Mit Menschen einer anderen Kultur tagtäglich zu interagieren, während man sich viel Unbekanntem ausgeliefert fühlt und die Anpassungsfähigkeit ständig erprobt wird, kann immens anstrengen. Wer sich jemals wie ich in Australien an das Autofahren auf der linken Strassenseite gewöhnen musste, weiss was ich meine. Oft hatte ich im Ausland das Gefühl, dass „Geduld" als Vokabel im Kopf gerade irgendwo in der hintersten Schublade festklemmte.
Schaut man jedoch zurück, erkennt man, dass über die Zeit all diese Anstrengungen plötzlich leichter von der Hand gingen. Auf einmal weiss man, wie man sich in einer bestimmten Situation in der „neuen Heimat" zu verhalten hat.

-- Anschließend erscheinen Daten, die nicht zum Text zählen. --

PR #81, opened 2015-05-16
add  Pure :: (* -> * -> *) -> (* -> *) type family alongside the stan…

cartazio:
…dard Mutable type family.

This is to allow better bidirectional inference in code that mixes Mutable and Pure Vectors.

also the first of a few different changes / additions we agreed on doing for vector 0.11

theres a few few style questions that should probably be discussed before this gets merged in, such as my choice in using a CPP approach as shorthand in modules that already were doing CPP hacks.

@dolio  @tibbe  @erikd  et al would love some feedback please :)

### DIFF
--- a/Data/Vector/Fusion/Bundle/Monadic.hs
+++ b/Data/Vector/Fusion/Bundle/Monadic.hs
@@ -107,7 +107,7 @@ import Data.Word ( Word8, Word16, Word32, Word, Word64 )
 #include "vector.h"
 #include "MachDeps.h"
 
-data Chunk v a = Chunk Int (forall m. (PrimMonad m, Vector v a) => Mutable v (PrimState m) a -> m ())
+data Chunk v a = Chunk Int (forall m mv. (PrimMonad m, Vector v a, MUTABLE_PURE(mv,v)) => mv (PrimState m) a -> m ())
 
 -- | Monadic streams
 data Bundle m v a = Bundle { sElems  :: Stream m a
--- a/Data/Vector/Generic/Base.hs
+++ b/Data/Vector/Generic/Base.hs
@@ -35,7 +35,8 @@ type family Pure (mv :: * -> * -> *) :: * -> *
 -- | Class of immutable vectors. Every immutable vector is associated with its
 -- mutable version through the 'Mutable' type family. Methods of this class
 -- should not be used directly. Instead, "Data.Vector.Generic" and other
--- Data.Vector modules provide safe and fusible wrappers.
+-- Data.Vector modules provide safe and fusible wrappers. Every 'Vector' instance
+-- must provide instances of both 'Mutable' and 'Pure' that jointly obey @v ~ 'Pure' ('Mutable' v)@.
 --
 -- Minimum complete implementation:
 --
--- a/Data/Vector/Generic/Base.hs
+++ b/Data/Vector/Generic/Base.hs
@@ -15,7 +15,7 @@
 --
 
 module Data.Vector.Generic.Base (
-  Vector(..), Mutable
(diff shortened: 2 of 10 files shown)


cartazio:
@ekmett i know this is a PR you've wanted for a long time :)

cartazio:
hrm, my ` (v ~ Pure (Mutable v), MVector (Mutable v) a)` contraint on the Vector class would mean we'd have to drop ghc 7.0  and 7.2 support, but that constraint is needed to give (newer) ghc enough info to actually type check stuff.

cartazio:
if this PR gets accepted, we'll need to raise the lowerbounds on base / ghc

cartazio:
the ghc head build is giving some interesting warning / feedback 
eg 

```Data/Vector/Fusion/Bundle.hs:114:1: warning:
    Tab character found here.
    Please use spaces instead.
```

cartazio:
that said, i'm not sure if the notion of redundant constraints is correct, eg 
```
Data/Vector/Generic.hs:708:11: warning:
    Redundant constraint: v ~ Pure mv
    In the type signature for:
       create :: (Vector v a, v ~ Pure mv, mv ~ Mutable v) =>
                 (forall s. ST s (mv s a)) -> v a
```

if the `v ~ Pure mv` constraint were dropped, then given only `mv`, we'd not be able to deduce `v`! Or am I overlooking something

Data/Vector/Fusion/Bundle/Monadic.hs
```diff
@@ -107,7 +107,7 @@ import Data.Word ( Word8, Word16, Word32, Word, Word64 )
 #include "vector.h"
 #include "MachDeps.h"
 
-data Chunk v a = Chunk Int (forall m. (PrimMonad m, Vector v a) => Mutable v (PrimState m) a -> m ())
+data Chunk v a = Chunk Int (forall m mv. (PrimMonad m, Vector v a, MUTABLE_PURE(mv,v)) => mv (PrimState m) a -> m ())
```
cartazio: i'm not sure if this change makes any difference what soever, but it seemed like a good move from a consistency perspective

cartazio:
it looks like adding `class (v ~ Mutable (Pure v)) => MVector v a where` to `MVector` will force all the pairs of MVector/Vector instances to be in shared internal modules

cartazio:
hrm, i dont understand the choice of pieces of code where ghc head trips over redundant constraint warnings. i'll dig into that more when i'm done travelling this weekend

cartazio:
@dolio we never did add this did we? lets revisit this for 0.12 and i'll clean it up

Data/Vector/Generic/Base.hs
```diff
@@ -45,19 +50,19 @@ type family Mutable (v :: * -> *) :: * -> * -> *
...
 --
-class MVector (Mutable v) a => Vector v a where
+class (v ~ Pure (Mutable v),MVector (Mutable v) a) => Vector v a where
   -- | /Assumed complexity: O(1)/
   --
   -- Unsafely convert a mutable vector to its immutable version
   -- without copying. The mutable vector may not be used after
   -- this operation.
-  basicUnsafeFreeze :: PrimMonad m => Mutable v (PrimState m) a -> m (v a)
+  basicUnsafeFreeze :: (PrimMonad m,mv~Mutable v,v~Pure mv) => mv (PrimState m) a -> m (v a)
```
OlivierSohn: Could `MUTABLE_PURE ` be used here?

lehins:
If I understand correctly this PR was trying to emulate injectivity that was implemented in #160 
Closing. Feel free to reopen if you think I am misunderstood this PR

PR #84, opened 2015-07-06
Avoid giving out uninitialized memory from safe vector creation functions.

dolio:


cartazio:
a first pass read, it look pretty solid!

roughly, the initcode is just doing a set 0 on the underlying byte array, whether its via Primitive, or via Foreign Pointer?

dolio:
Yes. Except for boxed vectors where it's a no-op.

For a moment last night, I thought this already existed as `clear`, but it turns out that is the exact opposite of what is needed (resets boxed vectors to undefined, no-op on unboxed vectors).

Man lernt kulturell intelligent zu handeln. Sich in einem fremden Ort und Land etabliert zu haben, heisst , effektiv und angepasst zu kommunizieren und interagieren. Der beste Beweis, dass man integriert ist, ist für mich immer noch die Fähigkeit in einer anderen Kultur Humor zu verstehen und zu benutzen.

Natürlich ist das eine unendliche Geschichte; da Kultur sich selbst ständig wandelt (Denken wir nur einmal, was sich in den letzten 20 Jahren alles verändert hat). Aber die Erfahrung im Ausland gibt uns einen klaren Vorteil durch eine erworbene Kompetenz, die im Globalisierungsalltag eine wichtige Rolle spielt: kulturelle Intelligenz.

4) Es wächst ein weltweites Netzwerk.

Es sollte eigentlich keine Erklärung brauchen, aber oftmals vergisst man wie sehr sich das persönliche Netzwerk nach einem längeren Auslandsaufenthalt erweitert. Während der Zeit im Ausland ist es schwierig, sein persönliches und berufliches Netzwerk NICHT auszubauen. Das wichtige ist jedoch nicht der Aufbau, sondern es aufrechtzuerhalten und weiter zu entwickeln. Dank vielen Plattformen wächst die Welt virtuell zusammen. Aber in vielen Kulturen sind echte Beziehungen der "Dealmaker". Ausländische Kollegen, Manager und Freunde entwickeln sich selbst beruflich weiter, und können oftmals indirekte Möglichkeiten, Kontakte, oder neue berufliche Wege aufzeigen. Man tut sich also keinen Gefallen, wenn man den Kontakt mit Menschen, die man im Ausland wertgeschätzt hat, nicht pflegt.

5) Man entwickelt sich persönlich weiter.

Der wahrscheinlich bedeutendste langfristige Nutzen einer Auslandseaufenthaltes von längerem Zeitraum ist die persönliche Weiterentwicklung, die sich keinesfalls auf den beruflichen Alltag beschränkt. Wenn man ständig mit Situationen konfrontiert ist, die einen an die Frustrationsgrenze treiben, lernt man sich sehr schnell sehr gut kennen. Situationen, in denen man zum Beispiel nur jedes fünfte Wort vom Taxifahrer versteht, oder versucht die Duschtemperatur im Hotelzimmer ertragbar einzustellen, zeigen die eigene Geduldsgrenze auf.

Das Leben im Ausland ist daher ein wenig wie ein Wachstumsschub im Jugendalter. Am Anfang ist alles ungewohnt, neu und ein wenig unbequem. Aber nach einer gewissen Zeit und mit Geduld und Routine sieht man das Wachstum als Vorteil.

Eine Auslandsentsendung sollte uns im Idealfall mit einer gehörigen Portion Selbstvertrauen in die eigenen Fähigkeiten ausstatten. Gleichzeitig fährt man durch die Auseinandersetzung mit anderen Kulturen und Lebensumstaenden mit einer Bescheidenheit und Wertschätzung nach hause, die sich nachhaltig auf den Lebens- und (zukünftigen) Führungssstil auswirken können.

Wie hast du von deinem Auslandsaufenthalt(en) profitiert?